Kazakh oligarch (born 1964)

Nurjan Salkenuly Subhanberdin (Нұржан Сәлкенұлы Сұбханбердин; born 29 November 1964) is a Kazakh businessman and banker. He was the founder and former chairman of Kazkommertsbank, one of Kazakhstan's largest banks. Subkhanberdin is one of Kazakhstan's richest oligarchs with a fortune estimated in the billions of dollars.

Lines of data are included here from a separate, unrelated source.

Issue #3080, opened 2018-06-13
Frequent asyncio delays larger than 100ms


dimitar-petrov:
## Long story short
I am noticing asyncio event loop delays. And this is the stack trace of the handle when delay is detected:
```
[<FrameSummary file <string>, line 1 in <module>>,
 <FrameSummary file /foopath/3.6.3/lib/python3.6/multiprocessing/spawn.py, line 105 in spawn_main>,
 <FrameSummary file /foopath/3.6.3/lib/python3.6/multiprocessing/spawn.py, line 118 in _main>,
 <FrameSummary file /foopath/3.6.3/lib/python3.6/multiprocessing/process.py, line 258 in _bootstrap>,
 <FrameSummary file /foopath/3.6.3/envs/pyaio/lib/python3.6/site-packages/foo/bar.py, line 249 in run>,
 <FrameSummary file /foopath/3.6.3/lib/python3.6/asyncio/base_events.py, line 454 in run_until_complete>,
 <FrameSummary file /foopath/3.6.3/lib/python3.6/asyncio/base_events.py, line 421 in run_forever>,
 <FrameSummary file /foopath/3.6.3/lib/python3.6/asyncio/base_events.py, line 1418 in _run_once>,
 <FrameSummary file /foopath/3.6.3/lib/python3.6/asyncio/events.py, line 127 in _run>,
 <FrameSummary file /foopath/3.6.3/lib/python3.6/asyncio/selector_events.py, line 731 in _read_ready>,
 <FrameSummary file /foopath/3.6.3/lib/python3.6/asyncio/sslproto.py, line 516 in data_received>,
 <FrameSummary file /foopath/3.6.3/envs/pyaio/lib/python3.6/site-packages/aiohttp/client_proto.py, line 211 in data_received>,
 <FrameSummary file /foopath/3.6.3/envs/pyaio/lib/python3.6/site-packages/aiohttp/streams.py, line 518 in feed_data>,
 <FrameSummary file /foopath/3.6.3/envs/pyaio/lib/python3.6/site-packages/aiohttp/helpers.py, line 745 in set_result>]
Executing <Handle <TaskWakeupMethWrapper object at 0x7f5edf78ca08>(<Future finis...events.py:275>) created at /foopath/3.6.3/envs/pyaio/lib/python3.6/site-packages/aiohttp/helpers.py:745> too
k 0.120 seconds

```

[...]

PR #8672, opened 2024-08-09
Fix TCPConnector doing blocking I/O in the event loop to create the SSLContext

bdraco:
## What do these changes do?

Create the SSLContext in the executor since it does blocking I/O to read the certificates from disk.

related issue #3080

no

no

### DIFF
--- a/CHANGES/8672.bugfix.rst
+++ b/CHANGES/8672.bugfix.rst
@@ -1,3 +1,3 @@
-Fix TCPConnector doing blocking I/O in the event loop to create the SSLContext -- by :user:`bdraco`.
+Fix :py:class:`aiohttp.TCPConnector` doing blocking I/O in the event loop to create the ``SSLContext`` -- by :user:`bdraco`.
 
-The blocking I/O would only happen once per verify mode. However, it could cause the event loop to block for a long time if the SSLContext creation is slow, which is more likely during startup when the disk cache is not yet present.
+The blocking I/O would only happen once per verify mode. However, it could cause the event loop to block for a long time if the ``SSLContext`` creation is slow, which is more likely during startup when the disk cache is not yet present.
--- a/CHANGES/8672.bugfix.rst
+++ b/CHANGES/8672.bugfix.rst
@@ -1,3 +1,3 @@
-Fix TCPConnector doing blocking I/O in the event loop to create the SSLContext -- by :user:`bdraco`.
+Fixed TCPConnector doing blocking I/O in the event loop to create the SSLContext -- by :user:`bdraco`.
 
 The blocking I/O would only happen once per verify mode. However, it could cause the event loop to block for a long time if the SSLContext creation is slow, which is more likely during startup when the disk cache is not yet present.
--- a/CHANGES/8672.bugfix.rst
+++ b/CHANGES/8672.bugfix.rst
@@ -1,0 +1,3 @@
+Fix TCPConnector doing blocking I/O in the event loop to create the SSLContext -- by :user:`bdraco`.
+
+The blocking I/O would only happen once per verify mode. However, it could cause the event loop to block for a long time if the SSLContext creation is slow, which is more likely during startup when the disk cache is not yet present.
--- a/aiohttp/connector.py
+++ b/aiohttp/connector.py
@@ -752,7 +752,8 @@ class TCPConnector(BaseConnector):
     """
 
     allowed_protocol_schema_set = HIGH_LEVEL_SCHEMA_SET | frozenset({"tcp"})
-    _made_ssl_context: Dict[bool, asyncio.Lock] = {}
+    _made_ssl_context: Set[bool] = set()
+    _make_ssl_context_lock: Dict[bool, asyncio.Lock] = {}
 
     def __init__(
         self,
@@ -1012,10 +1013,11 @@ class TCPConnector(BaseConnector):
             return self._make_ssl_context(verified)
         # _make_ssl_context does blocking I/O to load certificates
         # from disk, so we run it in a separate thread.
-        async with self._made_ssl_context.setdefault(verified, asyncio.Lock()):
+        async with self._make_ssl_context_lock.setdefault(verified, asyncio.Lock()):
             context = await self._loop.run_in_executor(
                 None, self._make_ssl_context, verified
             )
+            self._made_ssl_context.add(verified)
         return context
 
     def _get_fingerprint(self, req: ClientRequest) -> Optional["Fingerprint"]:
--- a/aiohttp/connector.py
+++ b/aiohttp/connector.py
@@ -752,6 +752,7 @@ class TCPConnector(BaseConnector):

In 2007, he was the 664 on Forbes World Billionaire list, with $1.5 billion earned in the banking industry.

== Early life ==
Subkhanberdin was born in Almaty, Kazakhstan on 29 November 1964.

He completed his education at Moscow State University from where he graduated with a degree in political economy in 1988. It is thought that he attended Moscow State University at the same time as Timur Kulibayev, who is married to the daughter of the former Kazakh President Nursultan Nazarbayev.

== Career ==
In 2008, with six other Kazakh businessmen, he spent $100 million on a project to open the first British private school in Central Asia, Haileybury Almaty, to get a British education for his children.

In March 2011, he met with President Nursultan Nazarbayev to talk about the economy of Kazakhstan.

Subkhanberdin owns real estate properties including a mansion in London and two villas that extend onto a private island on the Côte d’Azur. He previously also owned two condos at the Mandarin Oriental Residences in New York City.

Subkhanberdin sold his stake in Kazkommertsbank and withdrew from the board of directors of Kazkommertsbank in 2015.

Almaty airport was a property of the Kazkommertsbank group of Nurzhan Subkhanberdin, the bank's founder, and Mynbayev, and then progressively fell into the hands of the Kulibayev family.

== Controversies ==
=== Ermūhamet Ertısbaev interview ===
In 2004, when Interfax interviewed Ermūhamet Ertısbaev in November 2004, he referred Subkhanberdin as "Kazakh Khodorkovsky." Ertısbaev, speaking in favor of legislation that would limit the abilities of "various elite groups" to influence politics through lobbying, told Interfax that "in the transition period, in the post-Soviet area, any attempt from the oligarchs to influence... the president, the Parliament and the government can result in serious political cataclysms." Critics, such as reporters for Respublika, said the government's de-monopolization campaign would give Kazakhstanis a chance "to see how the government will put monopolists and their protectors from the head of state's inner circle in their place."

=== Meridian ===
In November 2017 the OCCRP published an investigation into Meridian based on the Paradise Papers leak. According to the OCCRP findings, in 2006 Subkhanberdin was the largest single shareholder of Meridian with a 25% stake.

Meridian Capital is an international investment firm headquartered in Hong Kong with a diversified investment portfolio spanning consumer goods, real estate and hospitality; as well as a strategic global investments in the natural resources sector.

== Personal life ==
Subkhanberdin is married to Zhanar Erzhanovna Abisheva.